思ってはいるが、やはり図太い男であった。
「そうしたいのはやまやまなんだけどね……、ボクは今すぐ頂上を目指さないといけないから……」
「頂上!? そんなのぜったい無――」
ジェイドは話をさえぎってまたおじぎをした。
「ありがとう! じゃっ!」
それだけ言って、少女に背を向けスタスタと去って行ってしまう。「ほへ?」と少女はあっ気にとられてしまったが、尚更その男の事が心配になって小走りで後を追った。
「ちょっとお兄さん! 本当にまた登るつもりなの!? 頭おかしいの?」
今さっき自分が死に際を助けやったばかりの奴が、すぐさま何の準備もなしにその死にかけた場所へ行こうとしているのだから、引き留めるのも当然である。頭が正常ではないとの推論も妥当と言えよう。
がしかし彼女は知らないのだ。この男が神話に登場する伝説の暗黒魔導士の血を引く者であるという事を。
「言っただろ? ボクはこの山の頂上に行かねばならない。大事な目的があるんだ」
歩みを止めずに答えるジェイドに少女はついて行く。
「死ぬよ? てかさっき死んでたよ?」
「大丈夫だって。さっきのでだいたい分かったから、ちょっと眠ったから今度は失敗しないってば」
「すごい自信ね……、ちょっとぐらい休んでいけば? 簡単なのでよければお料理作ってあげてもいいわよ?」
「気遣いに感謝するよ。でもボクは行くと決めたんだ」
ジェイドは足を止めて少女に向き直り、自信に満ちあふれた表情で彼女の手を握った。
「本当にいろいろとありがとう。全部終わったらお礼をするよ」
少女はジェイドの全身からあふれ出る自信に圧倒されて言葉を失い、不思議そうに彼の瞳を眺めるばかりだ。
「さらば」
ジェイドは少女を置いてまたスタスタと歩き出した。
さすが、恐れ知らずの暗黒魔導士である。なんらためらう事もなく一度死にかけた場所へとまた踏み込んでいくのである。
クマ耳少女は彼の背中が見えなくなるまで熱い視線を送り続けた。
質実剛健、自信満々、有言実行、問答無用、無茶苦茶、、無茶苦茶、、
「……かっこいい」
◆ ◆ ◆
ジェイドはハッとなって意識を取り戻した。
そしてやはり驚いた。目覚めた場所は、荒々しく飛び跳ねて斜面を駆け下りる獣少女の背中の上だったのだから。これは何だ、デジャヴか。
思わず叫んでしまうのも無理はない。
「止まれええ!!」
キキーーィィィッ
「このスケベーー!! さっさと離しなさいよ!!」
「あっあわっ、すまない……」
と、お約束の展開を一通り済ませると、ジェイドは力なく地面にへたり込んだ。
「また死にかけたのか……」
体を小さく丸めていじけた仕草をする。こんな彼を見たくはなかったぞ!
「そうよ。わたしがあなたを追いかけていなかったらあそこで気を失って死んでたわね」
クマ耳少女はあの後、結局ジェイドが心配で居てもたっても居られなくなり後を追う事にしたのだった。冷静になってみれば、同じことをしたら同じ結果になるという至極当然の予想であろう。

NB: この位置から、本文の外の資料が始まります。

PR #9559, opened 2020-09-04
[FEAUTURE] [BETTER THEMING] add applet uuid formatted as style class name

bomdia:
Added uuid formatted ex from menu@cinnamon.org to 
menu-cinnamon-org-applet, this allow for a better css property apply, so 
theme more better tuned is possible

### DIFF
--- a/js/ui/applet.js
+++ b/js/ui/applet.js
@@ -200,7 +200,9 @@ var Applet = class Applet {
             setTimeout(() => this._getPanelInfo(), 0);
         }
     }
-
+    _setStyleClass(className){
+        this.actor.style_class = className;
+    }
     _getPanelInfo(instance_id) {
         if (!instance_id) instance_id = this.instance_id;
         let appletDefinition = AppletManager.getAppletDefinition({applet_id: instance_id});
--- a/js/ui/appletManager.js
+++ b/js/ui/appletManager.js
@@ -585,7 +585,7 @@ function createApplet(extension, appletDefinition, panel = null) {
         let metadata = extension.meta;
         let appletClass = '';
         if(typeof metadata === 'object' && metadata !== null && typeof metadata.uuid === 'string'){
-            appletClass = metadata.uuid.toLowerCase().replace(/([^a-z0-9]+)/gi, '-')+'-applet';
+            appletClass = ' ' + metadata.uuid.toLowerCase().replace(/([^a-z0-9]+)/gi, '-') + '-applet';
         }
         applet._setStyleClass('applet-box'+appletClass);
 
--- a/js/ui/appletManager.js
+++ b/js/ui/appletManager.js
@@ -580,6 +580,15 @@ function createApplet(extension, appletDefinition, panel = null) {
         // so we don't need to pass it to the constructor anymore, but would
         // require a compatibility clean-up effort.
         applet = module.main(extension.meta, orientation, panel.height, applet_id);
+
+        //set applet style class
+        let metadata = extension.meta;
+        let appletClass = '';
+        if(typeof metadata === 'object' && metadata !== null && typeof metadata.uuid === 'string'){
+            appletClass = metadata.uuid.toLowerCase().replace(/([^a-z0-9]+)/gi, '-')+'-applet';
+        }
+        applet._setStyleClass('applet-box'+appletClass);
+
     } catch (e) {
         Extension.logError(`Failed to evaluate 'main' function on applet: ${uuid}/${applet_id}`, uuid, e);
         return null;


brownsr:
I couldn't see where you had pulled the code from.  Regardless, we'd want to see that this does not cause themeing regressions in applets, so could you please include some examples of where you have successfully regression tested this against existing applets and themes.  Also a specific example of how someone might apply this change to a theme's CSS would be useful,  so documentation could be updated. A screenshot or two of the intended result would also be useful.

Regards

Simon

bomdia:
"I couldn't see where you had pulled the code from." what do you mean @brownsr ?

i'm running this right now and i don't see any regression,
howeaver i think that can't be any regression as i only added a className to the existing one to better identify any applet in css.

you could use this class for appling specific css code to an applet in your theme ex
you have an hover border image applied for all applet-box but in a particular applet like show desktop you want to use another image , some **scss** of this:

```
@each $pos in top, bottom { 
    .panel-#{$pos} .applet-box {
        text-align: center;
        &:hover {
            border-image: url("img/panel/panel-#{$pos}__inactive__open.svg") 4;
        }

         &:checked {
            color: $text-active;
        }
    }
}
.applet-box.show-desktop-cinnamon-org-applet, .applet-box.sw-mohammad-sn-applet {
    &:hover {
        border-image: url("img/panel/mini-semi-transparent-hover.svg") 2;
    }
    .applet-icon {
        width: 0;        
    }
    border-image: url("img/panel/mini-semi-transparent-bg.svg") 2;
    width: 1em;
}
```
mod

as you see the first is the common one for all and the second is the specific one for show-desktop

using a specific class name help theme developer to select the right applet that they want to apply a css rule

and because we talking about this think i'll ask for a better support of css rule from gtk object (ex StIcon) like the display one or the opacity

js/ui/appletManager.js
```diff
@@ -580,6 +580,15 @@ function createApplet(extension, appletDefinition, panel = null) {
...
         // require a compatibility clean-up effort.
         applet = module.main(extension.meta, orientation, panel.height, applet_id);
+
+        //set applet style class
+        let metadata = extension.meta;
+        let appletClass = '';
+        if(typeof metadata === 'object' && metadata !== null && typeof metadata.uuid === 'string'){
+            appletClass = ' ' + metadata.uuid.toLowerCase().replace(/([^a-z0-9]+)/gi, '-') + '-applet';
+        }
+        applet._setStyleClass('applet-box'+appletClass);
```
Cobinja, line 590: What exactly is the purpose of prepending 'applet-box' **and** appending 'applet'? I'd say one of them is sufficient.

bomdia: applet-box is the default class name and because i use a set method its overwrited so this, is in the _init of Applet class 
when creating the actor is setted to applet-box and is a common class in a lot of theme so i don't think is possible remove it, for the appending applet is done only if we have an uuid and is appendend to the parsed uuid (note the space  before it)

bomdia: so the custom class name ends up in something like menu-cinnamon-org-applet is more cosmetic but i thinks is more intuitive

Cobinja (commented):
Ah, sry, I didn't see the space. Guess I need new glasses 🙂

bomdia:
there is any news on this?

brownsr:
This definitely causes regressions for me.  I've not tried to debug the code, but it breaks the themeing in the vertical panels that I use.  To aid your fault-finding, that's using spices theme graphite-zero, if that's at all relevant.  At first glance it seems like all the themeing that is in applet-box.vertical gets missed out with this PR in place.

Regards

Simon

js/ui/applet.js
```diff
@@ -200,7 +200,9 @@ var Applet = class Applet {
             setTimeout(() => this._getPanelInfo(), 0);
         }
     }
-
+    _setStyleClass(className){
```
NikoKrause, line 203: I haven't tested it, but I think it should be as follows:
```
_addStyleClass(className){
    this.actor.add_style_class_name(className);
}
```

js/ui/appletManager.js
NikoKrause, line 590: Hence this needs to be changed to:
```
applet._addStyleClass('applet-box'+appletClass);
```

NikoKrause:
As @collinss mentioned the class shouldn't be overwritten, but you should add an extra style class on top. It checks for the added style class first, if it doesn't find the style class in the theme, it falls back to the original style class. For example I'm doing this in CinnVIIStarkMenu. I submitted a review to this PR, but I haven't tested it yet. Maybe @brownsr can test and confirm, if it fixes the issues?

brownsr:
With the suggested changes it is definitely better.  The applet box themeing appears to work as originally.  But systray themeing is still broken.  I'd suggest reverting, and let the author bring it back once he has tested all the various cases out.

Regards

Simon

bomdia:
@brownsr i was reviewing this thing and i need to know what was broken with systray and how it had to be for correct behavior, so i can fix this thing and commit again with patched thing

brownsr:
I found problems with vertical panels, the existing CSS appeared not to be
applied.  I happen to use theme graphite-zero, but you may find the issues
on others as well.  From memory the font size adjustments in things like
the weather applet were not applied, and hovering over things in the
systray caused excess bordering, an 'item within item' appearance that the
CSS was crafted to avoid.  I seem to remember (may not be right here, I
didn't take notes) that hover could be a bit 'bouncy' in places with the
icon moving slightly around on hover.  I suspect that the .vertical bits in
the CSS were getting over-ridden.

hope that helps you debug

Regards

Simon

bomdia:
@brownsr found it, the problem happen because of poor code, i rewroted this better with te add as @NikoKrause suggested but without re adding applet-box class as  we are not setting it but adding and i don't get Any systray weird item in item and theme seems the same ad usual if they don't use new descriptor to theme thing, i'll submit the changes because i've moved the logic in a new function for better readibility

PR #9569, opened 2020-09-10
menu@cinnamon.org: Allow items to be re-ordered to better reflect the search outcome.

mtwebster:
- Buttons are sorted before they're sorted into their respective
  lists, so their original order within the app box can always be
  restored.
- When a search is made, an index is assigned to resulting items,
  corresponding to the position of the pattern within the search
  string. The four app search strings (name, keywords, description,
  id) are weighted, so name matches come before keywords, and so on.
- Places will always display after apps, and recents after places,
  maintaining their original respective positions.

Sorting is done simply by comparing the search indices for all
matching buttons:

Examples:
- Given two apps with with the names "File" and "The File", and
  search string "file", "File" has an index of 0 (matched at start of
  string), "The File" has an index of 4 (matched at position 4),
  so "File" will appear before "The File".
- Given two apps with matches of "File" in the name for one, and
  "File" in the keywords, the first will have an index of 0 (matched
  at the start of the name) and the second will have an index of
  1000 plus the position of "File" within the keywords string.

Performance appears to be little affected when searching, and there
shouldn't be much imact at all on normal non-search operation of
the applet.

### DIFF
--- a/files/usr/share/cinnamon/applets/menu@cinnamon.org/applet.js
+++ b/files/usr/share/cinnamon/applets/menu@cinnamon.org/applet.js
@@ -47,6 +47,15 @@ const RefreshFlags = Object.freeze({
 });
 const REFRESH_ALL_MASK = 0b11111;
 
+const NO_MATCH = 99999;
+const APP_MATCH_ADDERS = [
+    0, // name
+    1000, // keywords
+    2000, // desc
+    3000 // id
+];
+const RECENT_PLACES_ADDER = 4000;
+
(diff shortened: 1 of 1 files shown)


clefebvre:


```diff

Issues
======
- Added 1
           

Clones added
============
- files/usr/share/cinnamon/applets/menu@cinnamon.org/applet.js  4
         
```


See the complete overview on [Codacy](https://app.codacy.com/manual/cinnamon/Cinnamon/pullRequest?prid=6159009&bid=20120617)

Issue #8779, opened 2019-08-08
Grouped Window List does not clear icons for apps that were closed while they were minimized


mattvalley:
```
 * Cinnamon version (cinnamon --version) = Cinnamon 4.2.3
 * I am not using the daily builds PPA.
 * Distribution = Linux Mint 19.2
 * 32 or 64 bit = 64 bit
 * Attach /home/<username>/.xsession-errors, or /var/log/syslog
 * Graphics hardware *and* driver used

Device-1: Intel HD Graphics 530 vendor: ASRock driver: i915 v: kernel bus ID: 00:02.0 
chip ID: 8086:1912 
Device-2: NVIDIA GM206 [GeForce GTX 950] vendor: Micro-Star MSI driver: nvidia 
v: 390.116 bus ID: 04:00.0 chip ID: 10de:1402 
Display: x11 server: X.Org 1.19.6 driver: modesetting,nvidia 
unloaded: fbdev,nouveau,vesa resolution: 1920x1080~60Hz, 1920x1080~60Hz, 1920x1080~60Hz 
OpenGL: renderer: GeForce GTX 950/PCIe/SSE2 v: 4.6.0 NVIDIA 390.116 direct render: Yes 
```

「ああぁ、なんてことだ。ボクなのに、まさかボクにできないことがこの世に有ったということなのか」
「ねえ。どうしてそこまでして頂上へ行きたいの?」
「月……。夜空に輝くあの月へと行くのさ。だから地上で最も高い場所へ行かなければならないんだ」
少女はその途方もない夢を呆然と口を半開きにして聞いていた。
無理もない。月に行くなどとのたまうのは、竹から生まれた美少女でもなければ伝説の仙人か、あるいはパッパラパーである。
「月ね……、へー」
ツッコミたいところではあったが、弱々しくいじけている目の前の男を見ていたら何も言えなかった。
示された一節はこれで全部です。